◆ **WORK ORDER**:
Please filter the data below down to the lines holding the string "summary".

◆ **SUPPLIED RECORDS**:
PR #34139, opened 2023-11-15
Add accessible name to Contact Form dropdown

### LINKED ISSUE #30762: Jetpack Form Block: A11Y - ARIA input field doesn't have accessible text
### Impacted plugin

Jetpack

### Quick summary

There is an issue on the Jetpack Form Block regarding Accessibility. 

`A11Y - ARIA input field doesn't have accessible text`
Screenshot 2023-05-16 at 21 46 47

Here is a related issue: https://github.com/Automattic/jetpack/issues/16685 

### Steps to reproduce

1. Login to WP Admin
2. Add the Jetpack Form to a page 
3. Add a dropdown block 
4. Save and load the front end 
5. Inspect to see the missing A11y fields

_No response_

### What actually happened

_No response_

### Impact

Some (< 50%)

### Available workarounds?

_No response_

### Logs or notes

_No response_

monsieur-z:
Fixes https://github.com/Automattic/jetpack/issues/30762

## Proposed changes:

In the front-end of a site, the dropdown from _Contact Form_ doesn't have an accessible name. It makes it hard for screen reader users to know the purpose of the input.

Using a native `select` tag, the association with a `label` is done by adding the `for` attribute to the latter. However, Contact Form uses `jquery-ui-selectmenu`, which makes the `select` component invisible to assistive technologies and replaces it with a custom dropdown of which the root is a `span`. The association made with the `label` `for` attribute is lost.

The fastest solution to reestablish this association is to add the `aria-labelled-by` attribute to the aforementioned `span` and set the `label` `id` as its value.

Concretely, what's done in this PR is:
- Add an `id` to the `label` rendered just before the dropdown
- Reference that id on the `select` tag via a `data-` attribute, so that we can get it back later
- When initializing a jQuery UI select menu, retrieve that id
- Set that id to an `aria-labelled-by` attribute on the custom dropdown created by jQuery UI

_Note: the safest strategy to keep components accessible is usually to follow standards and use native solutions when available. In this case, we should consider getting rid of jQuery UI in favor of a native `select` and try to style that tag instead._

### Other information:

## Jetpack product discussion

n/a

No.

## Testing instructions:

- Create a new post: visit `/wp-admin/post-new.php`
- Add the _Contact Form_ block to the page
Screenshot 2023-11-15 at 10 20 30 AM

- Add a dropdown
Screenshot 2023-11-15 at 10 21 29 AM

- Open the page preview
- Inspect the dropdown and select the `span` jQuery UI created just after the `select` tag
- You should be able to find an _Accessibility_ panel (screenshots from Chrome)
Screenshot 2023-11-15 at 10 14 54 AM

- Notice the `span` has an accessible name (the _Name_ property in the _Computed properties_ panel below)
Screenshot 2023-11-15 at 10 15 26 AM

### DIFF
--- a/projects/packages/forms/src/contact-form/js/dropdown.js
+++ b/projects/packages/forms/src/contact-form/js/dropdown.js
@@ -13,14 +13,21 @@ jQuery( function ( $ ) {
 	} );
 
 	function initializeSelectMenu() {
-		$( '.contact-form .contact-form-dropdown' )
-			.selectmenu( {
-				classes: {
-					'ui-selectmenu-button': 'contact-form-dropdown__button',
-					'ui-selectmenu-menu': 'contact-form-dropdown__menu',
-				},
-			} )
-			.attr( 'aria-hidden', true )
-			.prop( 'tabindex', -1 );
+		$( '.contact-form .contact-form-dropdown' ).each( function () {
+			const $select = $( this );
+			const labelId = $select.data( 'contact-form-label-id' );
+
+			$select
+				.selectmenu( {
+					classes: {
+						'ui-selectmenu-button': 'contact-form-dropdown__button',
+						'ui-selectmenu-menu': 'contact-form-dropdown__menu',
+					},
+				} )
+				.attr( 'aria-hidden', true )
+				.prop( 'tabindex', -1 )
+				.selectmenu( 'widget' )
+				.attr( 'aria-labelledby', labelId );
+		} );
 	}
 } );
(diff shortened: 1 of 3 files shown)


projects/packages/forms/src/contact-form/js/dropdown.js
```diff
@@ -13,14 +13,21 @@ jQuery( function ( $ ) {
...
+			$select
+				.selectmenu( {
+					classes: {
+						'ui-selectmenu-button': 'contact-form-dropdown__button',
+						'ui-selectmenu-menu': 'contact-form-dropdown__menu',
+					},
+				} )
+				.attr( 'aria-hidden', true )
+				.prop( 'tabindex', -1 )
+				.selectmenu( 'widget' )
```
monsieur-z, line 29: Retrieve the root `span` tag.

andrii-lysenko (approved):
The code looks good. Tested on Self hosted and Simple, works as described 👍

PR #34142, opened 2023-11-15
Social: Refresh store on Publicize module toggle via 1 call

gmjuhasz:
This change updates how we refresh our options on the Publicize module change, and will use the common api fetch, so we can decrease the number of API calls.

## Proposed changes:

* Removed the separated refresh from the toggle components 07cf749fca37012a69c0c35dcf5aedbc7c7443dd
* Added a common refresh into the admin page and to Jetpack Dashboard. 61facfa7bbd9a7b492e9d295071314e28a22848a and 1902f5d6d4b1b808169a0acf0f70b4ed0f153bd5

### Other information:

## Jetpack product discussion

https://github.com/orgs/Automattic/projects/733/views/2?pane=issue&itemId=44049666

No.
## Testing instructions:

* Turn SIG and auto conversion on.
* Turn off the main Publicize module.
* Refresh the page
* Turn on the module, the child toggles should reflect their actual state
* There should be only 1 call to the API

### DIFF
--- a/projects/js-packages/publicize-components/src/components/refresh-jetpack-settings/index.js
+++ b/projects/js-packages/publicize-components/src/components/refresh-jetpack-settings/index.js
@@ -1,5 +1,4 @@
 import { useDispatch } from '@wordpress/data';
-import { useEffect } from '@wordpress/element';
 import { SOCIAL_STORE_ID } from '../../social-store';
 
 /**
@@ -13,11 +12,9 @@ import { SOCIAL_STORE_ID } from '../../social-store';
 export default function RefreshJetpackSocialSettingsWrapper( { shouldRefresh, children } ) {
 	const refreshOptions = useDispatch( SOCIAL_STORE_ID ).refreshJetpackSocialSettings;
 
-	useEffect( () => {
-		if ( shouldRefresh ) {
-			refreshOptions();
-		}
-	} );
+	if ( shouldRefresh ) {
+		refreshOptions();
+	}
 
 	return children;
 }
--- a/projects/js-packages/publicize-components/src/components/refresh-jetpack-settings/index.js
+++ b/projects/js-packages/publicize-components/src/components/refresh-jetpack-settings/index.js
@@ -1,0 +1,23 @@
+import { useDispatch } from '@wordpress/data';
+import { useEffect } from '@wordpress/element';
+import { SOCIAL_STORE_ID } from '../../social-store';
+
+/**
+ * HOC that refreshes all of the Jetpack Social settings in the store, to be used in class components.
+ *
+ * @param {object} props - The component props.
+ * @param {boolean} props.shouldRefresh - Whether or not to refresh the settings.
+ * @param {object} props.children - The children to render.
+ * @returns { object } The refreshJetpackSocialSettings function.
+ */
+export default function RefreshJetpackSocialSettingsWrapper( { shouldRefresh, children } ) {
+	const refreshOptions = useDispatch( SOCIAL_STORE_ID ).refreshJetpackSocialSettings;
+
+	useEffect( () => {
+		if ( shouldRefresh ) {
+			refreshOptions();
+		}
+	} );
+
+	return children;
+}
--- a/projects/plugins/jetpack/_inc/client/sharing/publicize.jsx
+++ b/projects/plugins/jetpack/_inc/client/sharing/publicize.jsx
@@ -1,4 +1,5 @@
 import { getRedirectUrl } from '@automattic/jetpack-components';
+import { RefreshJetpackSocialSettingsWrapper } from '@automattic/jetpack-publicize-components';
 import { createInterpolateElement } from '@wordpress/element';
 import { __, _x } from '@wordpress/i18n';
 import Card from 'components/card';
@@ -154,10 +155,14 @@ export const Publicize = withModuleSettingsFormHelpers(
 							>
 								{ __( 'Automatically share your posts to social networks', 'jetpack' ) }
 							</ModuleToggle>
-							{ shouldShowChildElements && hasAutoConversion && <AutoConversionSection /> }
-							{ shouldShowChildElements && hasSocialImageGenerator && (
-								<SocialImageGeneratorSection />
-							) }
+							<RefreshJetpackSocialSettingsWrapper
+								shouldRefresh={ ! isActive && this.props.isSavingAnyOption( 'publicize' ) }
+							>
+								{ shouldShowChildElements && hasAutoConversion && <AutoConversionSection /> }
+								{ shouldShowChildElements && hasSocialImageGenerator && (
+									<SocialImageGeneratorSection />
+								) }
+							</RefreshJetpackSocialSettingsWrapper>
 						</SettingsGroup>
 					) }
 
--- a/projects/plugins/social/src/js/components/admin-page/index.jsx
+++ b/projects/plugins/social/src/js/components/admin-page/index.jsx
@@ -30,16 +30,6 @@ const Admin = () => {
 
 	const refreshJetpackSocialSettings = useDispatch( SOCIAL_STORE_ID ).refreshJetpackSocialSettings;
 
-	useEffect( () => {
-		if (
-			isModuleEnabled &&
-			isUpdatingJetpackSettings &&
-			( isAutoConversionAvailable || isSocialImageGeneratorAvailable )
-		) {
-			refreshJetpackSocialSettings();
-		}
-	} );
-
 	const onUpgradeToggle = useCallback( () => setForceDisplayPricingPage( true ), [] );
 	const onPricingPageDismiss = useCallback( () => setForceDisplayPricingPage( false ), [] );
 
@@ -67,6 +57,18 @@ const Admin = () => {
 			isUpdatingJetpackSettings: store.isUpdatingJetpackSettings(),
 		};
 	} );
+
+	useEffect( () => {
+		if (
+			isModuleEnabled &&
+			isUpdatingJetpackSettings &&
+			( isAutoConversionAvailable || isSocialImageGeneratorAvailable )
+		) {
+			refreshJetpackSocialSettings();
+		}
+		// We want this to run only once, when the module is enabled.
+		// eslint-disable-next-line react-hooks/exhaustive-deps
+	}, [ isModuleEnabled ] );
 
 	const moduleName = `Jetpack Social ${ pluginVersion }`;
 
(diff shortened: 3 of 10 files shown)


projects/plugins/social/src/js/components/admin-page/index.jsx
```diff
@@ -28,6 +28,18 @@ const Admin = () => {
 	const showConnectionCard = ! isRegistered || ! isUserConnected;
 	const [ forceDisplayPricingPage, setForceDisplayPricingPage ] = useState( false );
 
+	const refreshJetpackSocialSettings = useDispatch( SOCIAL_STORE_ID ).refreshJetpackSocialSettings;
+
+	useEffect( () => {
+		if (
+			isModuleEnabled &&
+			isUpdatingJetpackSettings &&
```
pablinos: Should this be:

```suggestion
			! isUpdatingJetpackSettings &&
```

projects/plugins/social/src/js/components/admin-page/index.jsx
```diff
@@ -28,6 +28,18 @@ const Admin = () => {
...
+			( isAutoConversionAvailable || isSocialImageGeneratorAvailable )
+		) {
+			refreshJetpackSocialSettings();
+		}
+	} );
```
pablinos: This hasn't got a dependency array, which will mean that it runs on every render. I think putting it a useEffect means that it runs after the render rather than before. Is that what's intended?

projects/plugins/social/src/js/components/admin-page/index.jsx
```diff
@@ -90,10 +102,10 @@ const Admin = () => {
 						<InstagramNotice onUpgrade={ onUpgradeToggle } />
 						<SocialModuleToggle />
 						{ ! isUpdatingJetpackSettings && isModuleEnabled && isAutoConversionAvailable && (
-							<AutoConversionToggle shouldRefresh />
+							<AutoConversionToggle />
```
pablinos: Should we still render it but disable it if the state is updating? It might mean that there's less page jank. I don't know if there's a busy/loading state that we can use with the toggles, but that would be great.

projects/js-packages/publicize-components/src/components/refresh-jetpack-settings/index.js
```diff
@@ -0,0 +1,23 @@
...
+
+/**
+ * HOC that refreshes all of the Jetpack Social settings in the store, to be used in class components.
+ *
+ * @param {object} props - The component props.
+ * @param {boolean} props.shouldRefresh - Whether or not to refresh the settings.
+ * @param {object} props.children - The children to render.
+ * @returns { object } The refreshJetpackSocialSettings function.
+ */
+export default function RefreshJetpackSocialSettingsWrapper( { shouldRefresh, children } ) {
```
pablinos, line 12: I wonder if this file should be in a folder named `refresh-social-settings`

projects/plugins/jetpack/_inc/client/sharing/publicize.jsx
```diff
@@ -154,10 +155,14 @@ export const Publicize = withModuleSettingsFormHelpers(
 							>
 								{ __( 'Automatically share your posts to social networks', 'jetpack' ) }
 							</ModuleToggle>
-							{ shouldShowChildElements && hasAutoConversion && <AutoConversionSection /> }
-							{ shouldShowChildElements && hasSocialImageGenerator && (
-								<SocialImageGeneratorSection />
-							) }
+							<RefreshJetpackSocialSettingsWrapper
```
pablinos, line 158: Are we using this component here so we can encapsulate the `useEffect` because this is a class component?

That's probably fine, but it might be worth checking that we don't want to do something like handle it with a lifecycle method in here.

pablinos (commented):
Looks good. I need to give it a proper test, but I've left a few comments

projects/js-packages/publicize-components/src/components/refresh-jetpack-settings/index.js
```diff
@@ -0,0 +1,23 @@
...
+	const refreshOptions = useDispatch( SOCIAL_STORE_ID ).refreshJetpackSocialSettings;
+
+	useEffect( () => {
+		if ( shouldRefresh ) {
+			refreshOptions();
+		}
+	} );
```
manzoorwanijk: I don't think this needs `useEffect`. It can simply be `shouldRefresh && refreshOptions()`, which means this component may not even be required.

projects/plugins/jetpack/_inc/client/sharing/publicize.jsx
manzoorwanijk: `useEffect` is not even needed for this and thus a lifecycle method may be a good place for it.

projects/plugins/social/src/js/components/admin-page/index.jsx
manzoorwanijk: This `useEffect` may also be unnecessary.

projects/plugins/jetpack/_inc/client/sharing/publicize.jsx
gmjuhasz: Yeah, and also `useDispatch`. I added the useEffect to fix an issue earlier where the inner component was updated while the parent was changing, but it seems that's already fixed and it might not be needed. I think we still need the component to be able to dispatch the store function, or we need to wrap publicize.jsx into another HOC component

projects/js-packages/publicize-components/src/components/refresh-jetpack-settings/index.js
gmjuhasz: replied https://github.com/Automattic/jetpack/pull/34142#discussion_r1395348927

projects/plugins/social/src/js/components/admin-page/index.jsx
gmjuhasz: There is no page jank, the store has an isUpdating flag for each which disables the toggle while updating. Is that what you ask about?

projects/plugins/social/src/js/components/admin-page/index.jsx
gmjuhasz: I think it makes sense to update the store while the main module is turning on, this way it will be refreshed already when the toggles appear, reducing the page jank

projects/plugins/social/src/js/components/admin-page/index.jsx
gmjuhasz: https://github.com/Automattic/jetpack/pull/34142#discussion_r1395348927

projects/plugins/social/src/js/components/admin-page/index.jsx
pablinos: Not quite, I was thinking that there's an ` ! isUpdatingJetpackSettings` check, so if `isUpdatingJetpackSettings` we won't rending the toggle at all.

gmjuhasz: Oh I see what you mean. It's working this way on Jetpack Settings that's what I mimicked, but I can make that be there even with Publicize off if you think that's better.

projects/plugins/social/src/js/components/admin-page/index.jsx
```diff
@@ -62,8 +64,10 @@ const Admin = () => {
 		if (
 			isModuleEnabled &&
 			isUpdatingJetpackSettings &&
```
pablinos: I think we can remove this check now

projects/plugins/social/src/js/components/admin-page/index.jsx
```diff
@@ -62,8 +64,10 @@ const Admin = () => {
...
+			! hasRefreshedSettings.current &&
 			( isAutoConversionAvailable || isSocialImageGeneratorAvailable )
 		) {
+			hasRefreshedSettings.current = true;
 			refreshJetpackSocialSettings();
 		}
 		// We want this to run only once, when the module is enabled.
```
pablinos: It should be fine to include the other dependencies. `hasRefreshedSettings` should be stable as it's a ref, and the `is...Available` values shouldn't change either.

projects/plugins/social/src/js/components/admin-page/index.jsx
```diff
@@ -103,11 +107,11 @@ const Admin = () => {
 						{ shouldShowAdvancedPlanNudge && <AdvancedUpsellNotice /> }
 						<InstagramNotice onUpgrade={ onUpgradeToggle } />
 						<SocialModuleToggle />
-						{ ! isUpdatingJetpackSettings && isModuleEnabled && isAutoConversionAvailable && (
-							<AutoConversionToggle />
+						{ isModuleEnabled && isAutoConversionAvailable && (
+							<AutoConversionToggle disabled={ isUpdatingJetpackSettings } />
```
pablinos, line 113: `isUpdatingJetpackSettings` is whether the module value is being updated, I think? Have we got an equivalent for `isRefreshingSocialSettings`?

pablinos (commented):
Looks good. Couple of thoughts, as always! Sorry...

projects/plugins/social/src/js/components/admin-page/index.jsx
gmjuhasz: I think we cant as then it would refresh just when the toggle is on. That means if it's on, it will instantly refresh on each page refresh, while we only want it to refresh on off->on changes

projects/plugins/social/src/js/components/admin-page/index.jsx
gmjuhasz: Yeah, we have, and that one is already considered in the toggle itself. I added this here to avoid the scenario where the `isRefreshingSocialSettings` finishes faster than the module toggle update, and there is that weird state where the module toggle is still disabled and updating, but the children are not. This way it always waits for the main toggle to be not disabled.

projects/plugins/social/src/js/components/admin-page/index.jsx
pablinos: Oh, I thought we'd get around that by using the reference. It could be something like `hasEnabledModule` which would be set to `true` if it is enabled on page load, and so would prevent us from ever refreshing the settings. If the module is enabled but initially it wasn't, then we fetch the settings and set the reference to `true`

gmjuhasz: Done in https://github.com/Automattic/jetpack/pull/34142/commits/4b5f559992941d4383d6aa1c16e78841ca89d8ea

manzoorwanijk (approved):
It looks good now.

Issue #33824, opened 2023-10-26
AI Tiered Plans: revisit the feature endpoint to consider tiers when setting the flags


lhkowalski:
Example:

If the current tier is 200 and the current period usage is 201, the `site-requires-upgrade` should be true. Same for `has-feature` and all the other fields.

---

Some conversation about it: p1698344317896489-slack-C054LN8RNVA, at the end of the thread.

lhkowalski:
Below is a summary of the endpoint current properties, their meaning and some comments about changing it or not:

- `has-feature`
   - there is some discussion about the meaning of this field
   - currently it represents the value of `wpcom_site_has_feature( 'ai-assistant' )` to mark it it has the feature provided by some plan or any other mean
   - maybe it should represent if the feature is available on the site, considering limits of the free plan/tiers and all other factors that may block the feature; in this case, it would be the opposite, negated value of `is-over-limit`
- `is-over-limit`
   - originally represented if the site was over the free limit of requests
   - we are changing it to represent if the site is over the limit of requests that the current plan/tier provides to the site (free, unlimited, 100, 200, 500)
   - being addressed by #34151
- `requests-count`
   - represents the number of requests executed by the site since the beggining (the all time count)
   - could use a better name, like `allTimeRequestsCount`
- `requests-limit`
   - represents the number of free requests allowed to the site type
   - could use a better name, like `freeRequestsLimit`
- `usage-period`
   - info about the current usage period (start dates and request count)
   - no changes needed so far
- `site-require-upgrade`
   - represents if the site needs an upgrade to keep running requests
   - with tiered plans, the site may need an upgrade even when it already have a tier, to get a bigger one to allow more requests
   - we need to revisit it because currently it only asks for upgrades on free sites, and that is not the case anymore
   - a good value for it is the `is-over-limit` value; when the site is over limit, an upgrade is required
   - being addressed by #34170
- `upgrade-type`
   - represents the type of the upgrade message, refering to different site types
   - no changes needed so far
- `current-tier`
   - info about the current tier of the site
   - no changes needed so far
- `next-tier`
   - info about the next tier the site may/will upgrade to
   - no changes needed so far 
- `tier-plans`
   - the list of tiers enabled for the site
   - no changes needed so far

lhkowalski:
Updating, the last 3 fields that could deserve some changes are:

- `has-feature`:
[...]

PR #34151, opened 2023-11-15
Jetpack AI: Use the Usage Helper to set ai-assistant-feature endpoint fields

lhkowalski:
Part of #33824.

## Proposed changes:

* Use the `WPCOM\Jetpack_AI\Usage\Helper` to set:
   * `is-over-limit` (if the site is over the allowed limit, be it the free or the tiered one)
   * `requests-limit` (the free requests limit for the site type)
   * `requests-count` (the amount of requests since the beggining)
* Remove code that was checking for the OpenAI_* class presence, since they are not in use anymore

### Other information:

## Testing instructions:

* Let's test it comparing the values before and after the change
* Before applying this change to your sandbox, go to the WordPress.com console (https://developer.wordpress.com/docs/api/console/)
* Execute a request to the `wpcom/v2` `/sites/$wpcom_site/jetpack-ai/ai-assistant-feature` endpoint using your test site and note the results:

Screenshot 2023-11-15 at 17 45 35

* Apply this change to your sandbox and make sure you are sandboxing the `public-api`  
* Go to the WordPress.com console again
* Execute the same request as before, then compare the results:

Screenshot 2023-11-15 at 17 50 21

* The values for `requests-limit` and `requests-count` should be the same as before
* The value for `is-over-limit` may change because now a new rule is applied (the rule from D128826-code):
   * before, the rule was considering if the site was over the free limit of requests (a site with a paid plan could easily be over the 20 requests limit)
   * now, the rule considers if the site is over the limit of requests of the current plan it has (be it free or unlimited, and will also work for tiered plans)
   * confirm the value for `is-over-limit` makes sense by comparing the `requests-count` to the expected limit of the plan active on the site (free or unlimited)
* If possible, test for a Jetpack site and a Simple site

### DIFF
--- a/projects/plugins/jetpack/_inc/lib/class-jetpack-ai-helper.php
+++ b/projects/plugins/jetpack/_inc/lib/class-jetpack-ai-helper.php
@@ -343,31 +343,6 @@ class Jetpack_AI_Helper {
 
 		if ( defined( 'IS_WPCOM' ) && IS_WPCOM ) {
 			$has_ai_assistant_feature = \wpcom_site_has_feature( 'ai-assistant' );
-			if ( ! class_exists( 'OpenAI' ) ) {
-				\require_lib( 'openai' );
-			}
-
-			if ( ! class_exists( 'OpenAI_Limit_Usage' ) ) {
-				if ( is_readable( WP_CONTENT_DIR . '/lib/openai/openai-limit-usage.php' ) ) {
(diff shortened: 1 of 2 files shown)


CGastrell:
Tests look ok:
Without patch vs with patch. P2 site on top and simple site with AI subscription at the bottom
image

CGastrell (approved):
LGTM! Thanks :shipit:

◆ **COMPLETED TASK**:
### Quick summary
Below is a summary of the endpoint current properties, their meaning and some comments about changing it or not:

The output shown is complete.